Изменить размер шрифта - +

 

Мур: — Не обреченность, а афричённость.

 

(т. е. обреченность на Африку)

 

10-го июля 1931 г., Мёдон

 

встреча с внучкой пушкина

 

Прихожу к Елене Николаевне Арнольд. У нее сидит дама — белобрысая — белорыбица — альбиноска, страшно-постная и скучная. Через несколько минут после моего прихода E. H. со свойственной ей бесцеремонностью начинает ее — всячески выживать: — А Вам никуда не нужно идти? — М. б. Вам уже пора идти? — и так далее, и чем далее — тем грубее. Но дама — сидит, и E. H., когда убеждается, что сидеть — будет, глубоким, громким, даже не актерским, а декламаторским голосом — мне:

 

— А Вы зна-аете, дорогая! кто у меня сидит?

 

Я, робко: — Вы, кажется, сказали Госпожа Розен… Розен…

 

— Розенмайер — что! Розенмайер — ничто. Эта дама — внучка Пушкина. Родная внучка Александра Сергеевича.

 

— И я, ничего не успев: — Дочка? — Сашки?!

 

За 6 лет Парижа я у E. H. была в третий раз и ждала встретить у нее старую Татищеву, «на которую» E. H. меня и пригласила — и до того ждала, что сначала подивилась ее молодости (Татищевой — около 80-ти лет) и такой полной белобрысости. (И даже «Розен…» не смутило.)

 

И вместо нее — встречаю внучку Пушкина, бывающую у E. H. раз в год и зашедшую случайно.

 

На вид — 45 лет (самый постный возраст! самый неудобоносимый и выносимый, самый двусмысленный! (сейчас (1938 г.) — мой) когда сам не знаешь — кто ты, на что похож, — впрочем, не сам, а сама, ибо у мужчин этого возраста нету) — итак, на вид 45 лет, но должна быть моложе, если не предполагать, что породила свою Светлану (названную, очевидно, в честь Пушкина, хоть это — Жуковского) 37-ми лет — что тоже возможно: всю жизнь собиралась — и разродилась.

 

О Светлане этой — Светике — говорит захлебываясь, показывает фотографию и открытку: тоже белорыбица — в русском костюме, за который где-то, конечно, получила какой-то приз, а пишет — 8 лет — Je tan brase.

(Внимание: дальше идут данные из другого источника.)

PR #6233, opened 2020-10-22
Moving to isa-l-2.23 to support Z

### LINKED ISSUE #6223: native code sha1 calculation is wrong
### Environment info
- NooBaa Version: master
- Platform: local

### Actual behavior
1. running the following code to calculate sha1:
SHA1_MB)().update(Buffer.from("jacky")).digest().toString("hex")
2. got eea339da0d4b6b5eefbf5532901860950907d8af
3. expected result is: 64366715a186eea098dd2391f69c1afda4507574

### Expected behavior
1. expected result is: 64366715a186eea098dd2391f69c1afda4507574

### Steps to reproduce
1. complie native code 
2. run the above command  
```node -p 'new (require("./src/util/nb_native")().SHA1_MB)().update(Buffer.from("jacky")).digest().toString("hex")'```
3. verify it's as expected - 64366715a186eea098dd2391f69c1afda4507574

### PR DESCRIPTION
**Pull request by jackyalbo**

### Explain the changes
1. updated isa-i-crypto to 2.23 instead of 2.22 - in order to support IBM Z
2. added some missing adaptions to 2.23 in order to support both endians for md5 and sha1, contributed by Ulrich Weigand from IBM

1. Fixed #6223 

### Testing Instructions:
1.

### CODE REVIEW

File: src/native/tools/ssl_napi.cpp [hunk 1]
```diff
@@ -87,7 +89,10 @@ class Hasher : public Napi::ObjectWrap<HASHER_ARGS>
     {
         Napi::Env env = info.Env();
         submit_and_flush(0, 0, HASH_LAST);
-        return Napi::Buffer<uint8_t>::Copy(env, reinterpret_cast<const uint8_t*>(&hash_ctx_digest(&_ctx)[0]), LEN);
+        uint32_t digest[NWORDS];
+        for (unsigned long i = 0; i < NWORDS; i++)
```
guymguym, line 93: wrap the for body in { }

guymguym: also change from `unsigned long` to size_t

src/native/tools/ssl_napi.cpp
```diff
@@ -87,7 +89,10 @@ class Hasher : public Napi::ObjectWrap<HASHER_ARGS>
...
+            digest[i] = WORDS_BE ? be32toh(hash_ctx_digest(&_ctx)[i]) : le32toh(hash_ctx_digest(&_ctx)[i]);
+        return Napi::Buffer<uint8_t>::Copy(env, reinterpret_cast<const uint8_t*>(digest), NWORDS * 4);
```
guymguym, line 95: I think we should be able to just return like this (didn't test) -
```suggestion
        return Napi::Buffer<uint32_t>::Copy(env, digest, NWORDS);
```

src/native/tools/ssl_napi.cpp
```diff
@@ -127,7 +133,8 @@ typedef Hasher<
 
 typedef Hasher<
     SHA1_MB_ALG,
-    SHA1_DIGEST_NWORDS * 4,
+    SHA1_DIGEST_NWORDS,
+    true, // Digest words for SHA1 are big-endian
```
guymguym, line 137: Can you open an issue to ask on this for isa-l_crypto?
It is unclear why this is the chosen behavior right?

src/native/third_party/isa-l.gyp
```diff
@@ -198,6 +202,7 @@
             ]}, {
                 'sources': [
                     'isa-l_crypto/sha1_mb/sha1_ctx_base_aliases.c',
+		            'isa-l_crypto/sha1_mb/sha1_ref.c',
```
guymguym, line 205: fix indentation. I actually think they added it to lsrc_base_aliases by mistake but not sure so it's ok to add too.

src/native/tools/ssl_napi.cpp
jackyalbo: both compilation and unit test passed - so changed to this

src/native/tools/ssl_napi.cpp
jackyalbo: opened https://github.com/intel/isa-l_crypto/issues/57

src/native/third_party/isa-l.gyp
jackyalbo: fixed - also added support for ARM. so please take a quick re-look.

src/native/chunk/splitter.cpp
```diff
@@ -86,7 +87,9 @@ Splitter::finish(uint8_t* md5, uint8_t* sha256)
     if (md5) {
         if (_md5_mb_ctx) {
             md5_mb_submit_and_flush(0, 0, HASH_LAST);
-            memcpy(md5, hash_ctx_digest(_md5_mb_ctx), MD5_DIGEST_NWORDS * 4);
+            uint32_t *digest = reinterpret_cast<uint32_t*>(md5);
+            for (int i = 0; i < MD5_DIGEST_NWORDS; i++)
```
guymguym, line 91: warp the for body in curly braces

src/native/third_party/isa-l.gyp
```diff
@@ -150,7 +150,18 @@
                 'isa-l_crypto/md5_mb/md5_mb_mgr_flush_avx512.asm',
                 'isa-l_crypto/md5_mb/md5_mb_x16x2_avx512.asm',
                 'isa-l_crypto/md5_mb/md5_ctx_avx512.c',
-            ]}]],
+            ]}, 'node_arch=="arm64"', {'sources': [
+                'isa-l_crypto/md5_mb/aarch64/md5_ctx_aarch64_asimd.c',
+                'isa-l_crypto/md5_mb/aarch64/md5_mb_aarch64_dispatcher.c',
+                'isa-l_crypto/md5_mb/aarch64/md5_mb_mgr_aarch64_asimd.c',
+                'isa-l_crypto/md5_mb/aarch64/md5_mb_asimd_x4.S',
```
guymguym, line 157: I don't think if gyp has a builtin rule for .S or we need a custom rule for it like we do for .asm in:
https://github.com/noobaa/noobaa-core/blob/master/src/native/asm.gypi

See https://stackoverflow.com/a/51110745/2702164
I would look in the Makefile.am/make.inc if gcc handles it or yasm/nasm.

jackyalbo: $(O)/%.o: $(host_cpu)/%.S
	@echo "  ---> Building $< $(msg)"
	@$(AS) $(ASFLAGS) -o $@ $<

indeed yasm/nasm

gbtucker: But in this case AS is gcc and gcc passes to gas.

    ifeq ($(arch),aarch64)
        AS=$(CC) -D__ASSEMBLY__

guymguym: @gbtucker does ISA-L support both nasm/yasm/gas all the same?
Can we use gas to build on all archs?
Is there any assembler we should prefer to use for ISA-L?

gbtucker: For x86, nasm is the most up-to-date.  Nasm can build the x86 code for unix or windows.  The arm optimizations were written for gas so I think you must use gcc when building for arm unix.  You can mix other compilers for x86; gcc, icc, vc, etc.

guymguym: thank you very much @gbtucker!

liranmauda:
@jackyalbo 
I have rebased in my own branch from master and run the unit-tests
It passed on both Mac and Linux.
I don’t see any noticeable issue there.
Can you rebase, then run tests?
We can merge if we don’t see any new change/Issue.

liranmauda (approved):
LGTM

liranmauda:
closing in favor of #6398

PR #6234, opened 2020-10-22
system_store: fix to filter deleted properly on first load

guymguym:

### Explain the changes
1. Before this fix I've seen errors in the logs when the system store data was first loaded because it found deleted items.
2. This happened since `this.old_db_data` was undefined or null, so itskipped calling `this._update_data_from_new` which means that deleted items were not filtered from the new_data.
3. I fixed to always call it with an empty object for the first time.

1. NA

### Testing Instructions:
1. Watch the logs after core/endpoint restart


jackyalbo (approved):
LGTM

jeniawhite (approved):

PR #6239, opened 2020-10-27
bulk updates changes for postgres_client

dannyzaken:

### Explain the changes
1. changed `PgTransaction` to a more generic class that only handles transactions
2. change bulk operations to use PgTransaction` instead of extending it.
3. use `PgTransaction` in other places that use transactions (e.g. `findOneAndUpdate`)

1. 

### Testing Instructions:
1.

### DIFF
--- a/src/test/unit_tests/test_system_store.js
+++ b/src/test/unit_tests/test_system_store.js
@@ -15,6 +15,7 @@ const assert = require('assert');
 const system_store = require('../../server/system_services/system_store').get_instance();
 
 mocha.describe('system_store', function() {
+    this.timeout(90000); // eslint-disable-line no-invalid-this
 
     // eslint-disable-next-line no-undef
     afterEach(function() {
--- a/src/util/postgres_client.js
+++ b/src/util/postgres_client.js
@@ -48,146 +48,178 @@ function get_id(data) {
     return data._id;
 }
 
+function not_implemented() {
+    throw new Error('NOT IMPLEMENTED');
+}
+
+
+let trans_counter = 1;
+
 class PgTransaction {
 
-    constructor({ client, name, ordered }) {
-        this.name = name;
-        this.ordered = ordered;
-        this.length = 0;
+    constructor(client) {
+        this.transaction_id = trans_counter;
+        trans_counter += 1;
         this.client = client;
-        this.operations = [];
         this._init = this._begin();
-        this.nInserted = 0;
-        this.nMatched = 0;
-        this.nModified = 0;
     }
 
     async _begin() {
         this.pg_client = await this.client.pool.connect();
-        await _do_query(this.pg_client, { text: 'BEGIN TRANSACTION' });
+        await _do_query(this.pg_client, { text: 'BEGIN TRANSACTION' }, this.transaction_id);
         this._init = null;
     }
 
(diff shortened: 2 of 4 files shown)


src/util/postgres_client.js
```diff
@@ -49,146 +49,178 @@ function get_id(data) {
...
-    }
+class UnorderedBulkOp extends BulkOp {
 
     find(selector) {
         return {
             // TODO length?
-            length: this.length,
-            remove: () => { throw new Error('TODO'); },
+            length: this.queries.length,
+            remove: () => { throw new Error('NOT IMPLEMENTED'); },
```
jeniawhite, line 197: Call the `not_implemented` method that you've declared above?

src/util/postgres_client.js
```diff
@@ -49,146 +49,178 @@ function get_id(data) {
...
-    }
+class OrderedBulkOp extends BulkOp {
 
     find(selector) {
         return {
-            delete: () => { throw new Error('TODO'); },
-            deleteOne: () => { throw new Error('TODO'); },
-            replaceOne: doc => { throw new Error('TODO'); },
-            update: doc => { throw new Error('TODO'); },
+            delete: () => { throw new Error('NOT IMPLEMENTED'); },
```
jeniawhite, line 218: Call the `not_implemented` method that you've declared above?

src/util/postgres_client.js
```diff
@@ -268,6 +300,14 @@ class PostgresTable {
         return {};
     }
 
+    async insertOneTransactional(transaction, data) {
```
jeniawhite, line 303: I would maybe add `_` to mark it as internal, we don't want to expose this as far as I understand.

src/util/postgres_client.js
```diff
@@ -300,6 +340,22 @@ class PostgresTable {
             return res;
         } catch (err) {
             dbg.error(`updateOne failed`, selector, update, query, err);
+            throw err;
+        }
+    }
+
+    async updateOneTransactional(transaction, selector, update, options = {}) {
```
jeniawhite, line 347: I would maybe add `_` to mark it as internal, we don't want to expose this as far as I understand.

src/test/unit_tests/test_system_store.js
```diff
@@ -15,6 +15,7 @@ const assert = require('assert');
 const system_store = require('../../server/system_services/system_store').get_instance();
 
 mocha.describe('system_store', function() {
+    this.timeout(90000); // eslint-disable-line no-invalid-this
```
jeniawhite, line 18: Not sure if we shall increase the timeout now. Maybe do it later after optimizations.
Since this code is relevant to MongoDB as well.

jeniawhite (approved):

src/test/unit_tests/test_system_store.js
dannyzaken: in mongo it shouldn't affect since it already passes with the default TO of 2 seconds. I prefer it will also pass for postgres. it will be easier to test during development

jeniawhite: The thing is that we have other tests that are not passing due to timeout.
But okay, we can add timeouts to them lazily.

PR #6253, opened 2020-11-03
code maintenance - cleanup NET_STORAGE

guymguym:

### Explain the changes
1. Remove type from schemas/apis/code.
2. Make sure all apis and schemas use the same common definitions like so - we had multiple copies of those enums before -
```
                endpoint_type: { $ref: 'common_api#/definitions/endpoint_type' },
                auth_method: { $ref: 'common_api#/definitions/cloud_auth_method' },
```
3. Remove cp_code field

1. NA

### Testing Instructions:
1. @nimrod-becker we might to issue a warning in the release notes in case someone happened to use these options.


guymguym:
When reviewing this PR please notice:
1. 3 schemas changed - account_schema, pool_schema, namespace_resource_schema.
2. 5 apis changed - common_api, account_api, node_api, pool_api, hosted_agents_api.
3. If a system happened to use these options in the previous version it will break on upgrade - I think we should denote that somehow in the release notes, but I wouldn't do a major version because we do not expect use cases outside those specific vendors which we are unaware of.

nb-ohad (approved):

nb-ohad:
I have only one observation:
If we already have `netstorage` or `flashblade` "values" in the DB these changes will cause schema errors and FE will crush.
But I think that there are no active systems that we are aware of that have cloud connections/cloud resources set up this way.

nb-ohad:
Another minor observation:
The changes in this PR also affect the order of cloud types as they are presented in some dropdowns in the Management Console. The order is controlled by the order in the lists that are provided to the dropdown components.

For "Edit" forms/modals the order does not matter at all as the value will be the value of the entity loaded into the form, but for dropdowns in creation forms/modals, the default value is usually the first item in the list

This PR will change the default value from "AWS" to "S3 V2 Compatible". 
I guess the change from a specific vendor to s3 compatible is ok, but S3 V2 is on its way out so I think V4 should be the default.

guymguym:
I changed the PR to only cleanup NET_STORAGE.
@nb-ohad @jeniawhite - can you make a quick pass?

Учится во французской школе. По-русски не читает и не пишет вовсе — и наверное не говорит. Сейчас — для точности — гостит в Баварии: оттуда анбразирует.

 

Итак — внучка Пушкина, родная дочь Александра Александровича, генерала, почетного опекуна, бывавшего у нас в доме в Трехпрудном, куда ехал мимо дома Гончаровых, с нашим — смежного (наш — дом № 8, шоколадный, со ставнями, с двумя огромными серебряными тополями. Разобран в Революцию на дрова), родная дочь пушкинского Сашки — и жена «маленького русского офицера», сидящего в Шарантоне (у E. H. там сидит сын, и знакомство на этой почве).

 

Белобрысая белобровая белоглазая немка, никакая, рыбья, с полным ртом холодного приставшего к нёбу сала (жирно картавит).

 

— У Вас есть какой-нб. листок Пушкина?

 

Она, с удовлетворенной и даже горделивой улыбкой:

 

— Ни-че-го. Папа всё отдал в Академию наук.

 

Узнала от нее, что оба пушкинских имения живы (в Революцию был упорный слух, что Михайловское сгорело) — но сильно запущены. Единственное собственное — не на вопрос — сведение (вставка в наш с E. H. разговор) — что Ганнибал был куплен Петром за бутылку рома — сведенье, к которому уже Пушкин относился юмористически и уцелевшее только благодаря его реплике — насчет ваших предков, приносивших и уносивших царям ночные горшки (посудины).